Software developed by Rule Financial for a Tier 1 bank is enabling it to meet FSA requirements on market abuse and streamline its personal account dealing 

Banks today need to avoid reputational risk and maintain client confidence by minimising the likelihood of conflicts of interest. They also have obligations under various regulatory systems, including MiFID, to track trends, authorisations and prohibitions for personal account dealing.

As well as responsibilities to both clients and regulators, banks need to make sure that their employees’ personal account dealing meets stringent privacy considerations and that no unauthorised person has access to data on either pricing or trading. The objective of the project was to build a system which fulfillied all these requirements, providing functionality for employees, business line pre-approval and compliance pre-approval together with management reporting. The system also had to be extensible so it could be rolled out globally.

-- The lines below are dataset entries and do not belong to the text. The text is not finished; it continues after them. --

PR #1600, opened 2023-08-01
multi-miner / single LID - piece doctor

dirkmc:
TODO:
- [x] Test migration on local devnet
- [ ] Test in production


extern/boostd-data/svc/setup_yugabyte_test_util.go
```diff
@@ -15,37 +18,128 @@ var tlog = logging.Logger("ybtest")
...
-	ConnectString: "postgresql://postgres:postgres@localhost:5433",
+	ConnectString: "postgresql://postgres:postgres@localhost:5433?sslmode=disable",
 }
 
-func SetupYugabyte(t *testing.T) {
-	ctx := context.Background()
+func init() {
+	// Uncomment when testing against a local yugabyte instance.
+	//TestYugabyteSettings = TestYugabyteSettingsLocal
+}
```
nonsense, line 33: We could probably just move this to `setup_yugabyte_test_util_test.go` which should be compiled only if you run `go test`, no?

piecedirectory/doctor.go
```diff
@@ -135,10 +142,15 @@ func (d *Doctor) checkPiece(ctx context.Context, pieceCid cid.Cid, lu *sectorsta
 		}
 	}
 
+	if !hasDealsOnThisMiner {
+		doclog.Debugw("ignoring piece as it is not present in any deals on this miner", "piece", pieceCid.String(), "miner", d.maddr.String())
+		return nil
+	}
```
nonsense, line 148: I'm confused -- we go over all pieces stored in LID on all boostd instances?

extern/boostd-data/svc/setup_yugabyte_test_util.go
dirkmc: We only want it when running `go test` on a local machine though (not in CI)

piecedirectory/doctor.go
dirkmc: This is just a sanity check. There are two different processes that populate the list of pieces to check, and that add / remove deals. So it's possible that
- the process that adds to the list of pieces to check adds the piece from deal A
- another process deletes deal A
- GetNextPiecesToCheck returns the piece cid from deal A
- there are no deals for that piece

extern/boostd-data/yugabyte/create.cql
```diff
@@ -1,6 +1,4 @@
-create keyspace if not exists idx with replication = { 'class' : 'SimpleStrategy', 'replication_factor' : 1 };
```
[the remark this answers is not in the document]
dirkmc: That command is now run as a preparatory step in the CreateKeyspace function. I moved it there so we can create a different keyspace for tests.

piecedirectory/doctor.go
dirkmc: You're right that this should happen very rarely. I updated the log level to a warning.

nonsense (approved):

PR #1660, opened 2023-09-01
fix: offsets to CAR section starts

rvagg:
these are required for carv2 indexes when we pass them back to a Blockstore


willscott (approved):
* the need for both `HeaderSize` and `PragmaSize` is unfortunate
* I'm unconvinced that the pain we force when boost using an un-aligned index is better than https://github.com/ipld/go-car/pull/490 but it's going to be a bit ugly either way.

PR #1664, opened 2023-09-01
Build containers for arm64 and amd64 platforms

masih:
Add multi platform build for container images for platforms:
* `linux/amd64`
* `linux/arm64`


masih:
sigh. this needs lotus to start publishing arm64 arch.

dirkmc:
@masih is it likely that lotus will add arm64 arch any time soon? Otherwise I'd say let's close this PR out for now.

PR #1680, opened 2023-09-07
feat: add InUnsealed utility to boostx

LexLuthr:
Tested on devnet

```
# boostx sector is-unsealed --help
NAME:
   boostx sector is-unsealed - boostx sector is-unsealed <Sector ID>

USAGE:
   boostx sector is-unsealed [command options] [arguments...]

DESCRIPTION:
   Check if a particular sector is unsealed using the miner API. This is a definitive method to check for unsealed copies

OPTIONS:
   --api-fullnode value  the endpoint for the full node API
   --api-storage value   the endpoint for the storage node API
   --help, -h            show help
```

For pre-sealed sector
```
# boostx sector is-unsealed --api-fullnode $FULLNODE_API_INFO --api-storage $MINER_API_INFO 0
Sector 0 is NOT unsealed
```

For a new deal sector
```
# boostx sector is-unsealed --api-fullnode $FULLNODE_API_INFO --api-storage $MINER_API_INFO 1
Sector 1 is unsealed
```

### DIFF
--- a/cmd/boostx/sector.go
+++ b/cmd/boostx/sector.go
@@ -133,11 +133,6 @@ var isUnsealedCmd = &cli.Command{
 		}
 		defer ncloser()
 
-		err = lib.CheckFullNodeApiVersion(ctx, fullnodeApi)
-		if err != nil {
-			return err
-		}
-
 		// Connect to the storage API and create a sector accessor
 		storageApiInfo := cctx.String("api-storage")
 		sa, storageCloser, err := lib.CreateSectorAccessor(ctx, storageApiInfo, fullnodeApi, log)
--- a/cmd/boostx/sector.go
+++ b/cmd/boostx/sector.go
@@ -2,12 +2,13 @@ package main
 
 import (
 	"fmt"
+	"strconv"
+	"time"
+
 	"github.com/filecoin-project/boost/cmd/lib"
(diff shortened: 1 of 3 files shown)


cmd/boostx/sector.go
```diff
@@ -92,3 +94,71 @@ var sectorUnsealCmd = &cli.Command{
...
+		if err != nil {
+			return fmt.Errorf("getting full node API: %w", err)
+		}
+		defer ncloser()
+
+		err = lib.CheckFullNodeApiVersion(ctx, fullnodeApi)
+		if err != nil {
+			return err
+		}
+
```
dirkmc, line 140: For simplicity I'd suggest we don't check the api version - probably this particular API is not going to change, and this way the SP doesn't have to worry about getting the version of the API in boostx to exactly match the API version in lotus-miner

dirkmc (approved):
Looks great! Nice work 🙌

cmd/boostx/sector.go
LexLuthr: Shall I remove it from https://github.com/filecoin-project/boost/blob/a0509fa9dade5ba84340f376bac79399b2a947a8/cmd/boostx/sector.go#L59 as well? The use case as same.

dirkmc: Sure sounds good 👍

PR #1684, opened 2023-09-08
add itest for direct data onboarding

dirkmc:
At the moment the test just checks that we can create a direct deal.
It doesn't wait for any checkpoints, because currently the actors bundle is not ready so lotus can't seal the data.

With full functionality operative in the UK, the compliance system will shortly be introduced in the Asia Pacific regions followed by staged rollouts across the rest of the world.

The system includes the following features:

• Ability to approve or decline broker account requests
• Ability to approve or decline trade requests based on a global policy
• Automated checks of restricted list and research restrictions
• Automated checks of sensitive products
• Alerts to compliance operatives
• Multiple workflows for specific employees and/or departments
• A  fully configurable security module to ensure data privacy by role, region and permission
• Automated email notifications
• The provision of information enabling compliance staff to enhance their decision making processes and to check stop and watch lists
• Reconciling trade requests with copy contract notes
• Functionality to breach trades

Rule Financial provided project management, business analysis, development capability and test management. We started by facilitating workshops for the Global Heads of Compliance to initiate the requirements-gathering process. We then refined the requirements as use cases and used Scrum methodology to build the software in two-week sprints. The advantage of this methodology was that the client saw the software grow iteratively and they were able to make changes and refinements before it was “set in stone”.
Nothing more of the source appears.